-- Opening Marker --

PR #24908, opened 2020-11-05
kubeadm: update the upgrade documentation for 1.20

neolit123:
```
layouts/shortcodes/skew.html: add latestVersionAddMinor …

For site.Params.latest equals v1.20,

The following shortcode:
  skew latestVersionAddMinor N "-"

would return:
  1-(20+N)

negative N are supported.
--------------
kubeadm: upgrade the upgrade documentation for 1.20 …

Update the kubeadm upgrade documentation:
- Re-order the steps to drain / upgrade kubelet/kubectl / uncordon
- Remove the detailed output from apply and plan.
- Use {{ skew ... }} markers so that we can avoid more verbose changes
to the document.
- Apply minor / general cleanup (whitespace, missing ':')
```

these changes as is, would result in the kubeadm team no longer having to update the documentation on every release, unless needed.

fixes https://github.com/kubernetes/kubeadm/issues/2324

/sig cluster-lifecycle

### DIFF
--- a/content/en/docs/tasks/administer-cluster/kubeadm/kubeadm-upgrade.md
+++ b/content/en/docs/tasks/administer-cluster/kubeadm/kubeadm-upgrade.md
@@ -4,85 +4,88 @@ reviewers:
 title: Upgrading kubeadm clusters
 content_type: task
 weight: 20
-min-kubernetes-server-version: 1.19
 ---
 
 <!-- overview -->
 
 This page explains how to upgrade a Kubernetes cluster created with kubeadm from version
-1.18.x to version 1.19.x, and from version 1.19.x to 1.19.y (where `y > x`).
+{{< skew latestVersionAddMinor -1 >}}.x to version {{< skew latestVersion >}}.x, and from version
+{{< skew latestVersion >}}.x to {{< skew latestVersion >}}.y (where `y > x`). Skipping MINOR versions
+when upgrading is unsupported.
 
 To see information about upgrading clusters created using older versions of kubeadm,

-- Closing Marker --

[Aim of the task] All records above are to be output again exactly as they stand.

[Reply]
PR #24908, opened 2020-11-05
kubeadm: update the upgrade documentation for 1.20

neolit123:
```
layouts/shortcodes/skew.html: add latestVersionAddMinor …

For site.Params.latest equals v1.20,

The following shortcode:
  skew latestVersionAddMinor N "-"

would return:
  1-(20+N)

negative N are supported.
--------------
kubeadm: upgrade the upgrade documentation for 1.20 …

Update the kubeadm upgrade documentation:
- Re-order the steps to drain / upgrade kubelet/kubectl / uncordon
- Remove the detailed output from apply and plan.
- Use {{ skew ... }} markers so that we can avoid more verbose changes
to the document.
- Apply minor / general cleanup (whitespace, missing ':')
```

these changes as is, would result in the kubeadm team no longer having to update the documentation on every release, unless needed.

fixes https://github.com/kubernetes/kubeadm/issues/2324

/sig cluster-lifecycle

### DIFF
--- a/content/en/docs/tasks/administer-cluster/kubeadm/kubeadm-upgrade.md
+++ b/content/en/docs/tasks/administer-cluster/kubeadm/kubeadm-upgrade.md
@@ -4,85 +4,88 @@ reviewers:
 title: Upgrading kubeadm clusters
 content_type: task
 weight: 20
-min-kubernetes-server-version: 1.19
 ---
 
 <!-- overview -->
 
 This page explains how to upgrade a Kubernetes cluster created with kubeadm from version
-1.18.x to version 1.19.x, and from version 1.19.x to 1.19.y (where `y > x`).
+{{< skew latestVersionAddMinor -1 >}}.x to version {{< skew latestVersion >}}.x, and from version
+{{< skew latestVersion >}}.x to {{< skew latestVersion >}}.y (where `y > x`). Skipping MINOR versions
+when upgrading is unsupported.
 
 To see information about upgrading clusters created using older versions of kubeadm,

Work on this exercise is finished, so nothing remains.